И, наклоняясь ко мне, – шепотом:
– Только о статейках ваших вы не разглагольствуйте. Потом как-нибудь урегулируем.
На страже законности
Итак, я стал старшим юрисконсультом и экономистом УРЧа. В мое ведение попало пудов тридцать разбросанных и растрепанных дел и два младших юрисконсульта, один из коих, до моего появления на горизонте, именовался старшим. Он был безграмотен и по старой, и по новой орфографии, а на мой вопрос об образовании ответил мрачно, но маловразумительно:
– Выдвиженец.
Он – бывший комсомолец. Сидит за участие в коллективном изнасиловании. О том, что в Советской России существует такая вещь, как Уголовный Кодекс, он от меня услышал в первый раз в своей жизни. В ящиках этого «выдвиженца» скопилось около 4.000 (четырех тысяч!) жалоб заключенных. И за каждой жалобой – чья-то живая судьба…

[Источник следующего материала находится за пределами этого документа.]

PR #1483, opened 2024-08-01
Allow to customize the oci image version label for AppCollection

dirkmueller:
OCI requires the full application verison in the oci.version label,
however when we have variants we need to suffix the primary tag
version with a variant suffix. split version_label into two
properties, tag_version and oci_version to refer to each.

tag_version then gains support for variants by adding an optional
verion_variant attribute to the container definion.

### DIFF
--- a/src/bci_build/package/__init__.py
+++ b/src/bci_build/package/__init__.py
@@ -565,25 +565,23 @@ class BaseContainerImage(abc.ABC):
     @property
     @abc.abstractmethod
     def uid(self) -> str:
-        """unique identifier of this image, either its name or ``$name-$version``."""
+        """unique identifier of this image, either its name or ``$name-$tag_version``."""
         pass
 
     @property
     @abc.abstractmethod
-    def version_label(self) -> str:
+    def oci_version(self) -> str:
         """The "main" version label of this image.
 
         It is added as the ``org.opencontainers.image.version`` label to the
-        container image and also added to the
-        :py:attr:`~BaseContainerImage.build_tags`.
-
+        container image.
         """
         pass
 
     @property
     def build_name(self) -> str | None:
         if self.build_tags:
-            build_name = self.build_tags[0]
+            build_name: str = self.build_tags[0]
             if self.is_singleton_image:
                 build_name = build_name.partition(":")[0]
             return build_name.replace("/", ":").replace(":", "-")
@@ -1306,8 +1304,13 @@ exit 0
 
 @dataclass
 class DevelopmentContainer(BaseContainerImage):
-    #: the primary version of the language or application inside this container
+    #: the main version of the language or application inside this container
+    #: used for `org.opencontainers.image.version`
     version: str | int = ""
+
+    #: the version-$variant to use in the first build_tag. defaults to version
+    #: if not set.
+    tag_version: str | None = None
 
     # a rolling stability tag like 'stable' or 'oldstable' that will be added first
     stability_tag: str | None = None
@@ -1322,6 +1325,8 @@ class DevelopmentContainer(BaseContainerImage):
         super().__post_init__()
         if not self.version:
             raise ValueError("A language stack container requires a version")
+        if not self.tag_version:
+            self.tag_version = self.version
 
     @property
     def _registry_prefix(self) -> str:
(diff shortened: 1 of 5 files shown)


src/bci_build/package/apache_tomcat.py
```diff
@@ -52,52 +54,47 @@ def _get_sac_supported_until(
...
             (os_version in CAN_BE_LATEST_OS_VERSION)
             and tomcat_major == _TOMCAT_VERSIONS[-1]
             and jre_version == 22
             and os_version.is_tumbleweed
         ),
+        _oci_image_version=format_version(
+            tomcat_pkg_version := get_pkg_version(tomcat_pkg, os_version),
+            ParseVersion.PATCH,
+        ),
         version=f"{tomcat_major}-jre{jre_version}",
```
dcermak, line 76: Or we don't add the new property and instead implement this change, which should have the same consequence:
```suggestion
        version=tomcat_pkg_version,
```

dirkmueller: That doesn't work, as we need to add the jre suffix to make the build tag/buildversion unique across many flavors.

Also, it would change the buildversion on every minor version bump, which resets the release counter and means qa has to update their syncing and testing scripts. That seems very high overhead to me.

What we can do instead is add a version_flavor that is taken as a suffix for the tag and buildversion  if set. What do you think about that instead?

dirkmueller: I pushed a change that uses now a version_flavor variant but this is getting royally messy as "version" is used all over the place as a identifier and now I had to overload `version_in_uid` with a `str` to deduplicate the tomcat containers.

dirkmueller: actually the whole `version_flavor` mess was too complicated. now  `version` is the oci version and `tag_version` is what version used to be before. I hope this is a better approach, as it is fairly simple.

src/bci_build/package/__init__.py
```diff
@@ -1498,15 +1501,15 @@ def build_tags(self) -> list[str]:
         for name in [self.name] + self.additional_names:
             tags += [
                 f"{self._registry_prefix}/bci-{name}:%OS_VERSION_ID_SP%",
-                f"{self._registry_prefix}/bci-{name}:{self.version_label}",
+                f"{self._registry_prefix}/bci-{name}:{self.image_ref_name}",
```
dcermak, line 1504: Any particular reason why we shouldn't or don't want to use `oci_version` here?

src/bci_build/package/apache_tomcat.py
```diff
@@ -52,52 +54,44 @@ def _get_sac_supported_until(
...
+        + [f"java-{jre_version}-openjdk", f"java-{jre_version}-openjdk-headless"],
         os_version=os_version,
         is_latest=(
             (os_version in CAN_BE_LATEST_OS_VERSION)
             and tomcat_major == _TOMCAT_VERSIONS[-1]
             and jre_version == 22
             and os_version.is_tumbleweed
         ),
-        version=f"{tomcat_major}-jre{jre_version}",
+        version=(tomcat_pkg_version := get_pkg_version(tomcat_pkg, os_version)),
```
dcermak, line 72: I'm not opposed to using our version fetching mechanics, but it causes more busy work on our side instead of the buildservice handling this automatically. Do we have to prefetch the versions or can we rely on the replace_using_package_version service instead?

dcermak (commented):
Lgtm as it is, added just two questions

src/bci_build/package/__init__.py
dirkmueller: it's unlikely that `oci_version` gets reimplemented in a derived class. however `image_ref_name` might, because it is "fixed" tag that this image should be identified with. hence I think it makes sense to use that one as the primary tag, which has an important meaning for the build service (and the buildname/buildversion logic)

src/bci_build/package/apache_tomcat.py
dirkmueller: True, there was a reason why I converted that to the package version fetching logic but it no longer applies. reverted that part.

dcermak (approved):

PR #1484, opened 2024-08-01
Adding Kiwi stackbuild plugin for container image based builds

rdoxenham:
In this PR I'm seeking the addition of the python3-kiwi_stackbuild_plugin, but I'm not sure if it's available in the standard repositories.


dcermak (changes requested):
The `python3-kiwi_stackbuild_plugin` package is not available in any distribution. Where did you get the package name from?

alexandrevicenzi:
The package is not available in Factory, just in a devel project, see https://build.opensuse.org/package/show/Virtualization:Appliances:Builder/python-kiwi_stackbuild_plugin.

PR #1485, opened 2024-08-02
Use oci.image.authors instead of deprecated "MAINTAINER" setting

dirkmueller:


src/bci_build/templates.py
```diff
@@ -115,9 +114,10 @@
 {%- if image.entrypoint_user  %}
           user="{{ image.entrypoint_user }}"
 {%- endif %}
-          maintainer="{{ image.maintainer }}">
+{%- if True %}>{%- endif %}
```
dcermak, line 117: Am I missing something here?
```suggestion
```

dirkmueller: @dcermak we want to have ">" to close the element after the last attribute that is being added, without spaces or newlines. given that all attributes before are conditional, this is the only way I found it doing the thing properly in all the cases. 

if you have a better suggestion, I'm all ears.

dirkmueller: see that I extended the unit testing to have a image with an entrypoint user configured.

dcermak: OMG, I completely missed the `>` in between the tags :facepalm: 

Could you maybe add a jinja comment in there just shortly explaining it to prevent idiots like myself from wasting two hours on this?

dcermak (approved):

src/bci_build/templates.py
dirkmueller: I really don't think that highlighting minor nuances makes the code any easier to read or understand. imho the essential parts should be easy to grasp. 

but anyhow, in order to move forward I added a monstreous comment.

PR #1486, opened 2024-08-02
Revert "Bump aiohttp from 3.9.5 to 3.10.0"

dcermak:
Reverts SUSE/BCI-dockerfile-generator#1478

This update breaks py-obs which causes the update-versions action to fail. This is a temporary workaround until this is fixed upstream


dirkmueller:
Should we have a pin on `pyproject.toml` to avoid a next lock update to undo this?

dcermak:
In theory we don't have to, it should be fixed via https://github.com/dcermak/py-obs/pull/155

dirkmueller:
> In theory we don't have to, it should be fixed via [dcermak/py-obs#155](https://github.com/dcermak/py-obs/pull/155)

Ah, nice debugging. it would also not be necessary with #1482 because that serializes access rather than using massively parallel async io ;)

dcermak:
Closing in favor of #1500

PR #1502, opened 2024-08-06
Remove the oci.revision again

dirkmueller:
appcol no longer requires it, and we can not set it to a meaningful value.


dcermak (dismissed):
fine by me, just out of curiosity, what's this `%REVISION%` parameter?

dirkmueller:
> fine by me, just out of curiosity, what's this `%REVISION%` parameter?

It's the name that appcol uses for what we have as `%RELEASE%`. I've also converted this into  a draft as the discussion with Fabian led that there might be more issues lurking here.

dcermak (approved):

Мое «вступление в исполнение обязанностей» совершилось таким образом:
Наседкин ткнул пальцем в эти самые тридцать пудов бумаги, отчасти разложенной на полках, отчасти сваленной в ящики, отчасти валяющейся на полу, и сказал:
– Ну вот, это, значит, ваши дела. Ну тут уж вы сами разберетесь – что куда.
И исчез.
Я сразу заподозрил, что и сам-то он никакого понятия не имеет «что – куда» и что с подобными вопросами мне лучше всего ни к кому не обращаться. Мои «младшие юрисконсульты» как-то незаметно растаяли и исчезли, так что только спустя дней пять я пытался было вернуть одного из них в лоно «экономически-юридического отдела», но от этого мероприятия вынужден был отказаться: мой «пом» оказался откровенно полуграмотным и нескрываемо бестолковым парнем. К тому же его притягивал «блат» – работа в таких закоулках УРЧ, где он мог явственно распорядиться судьбой – ну хотя бы кухонного персонала – и поэтому получать двойную порцию каши.
Я очутился наедине с тридцатью пудами своих «дел» и лицом к лицу с тридцатью кувшинными рылами из так называемого советского актива.
А советский актив – это вещь посерьезнее ГПУ.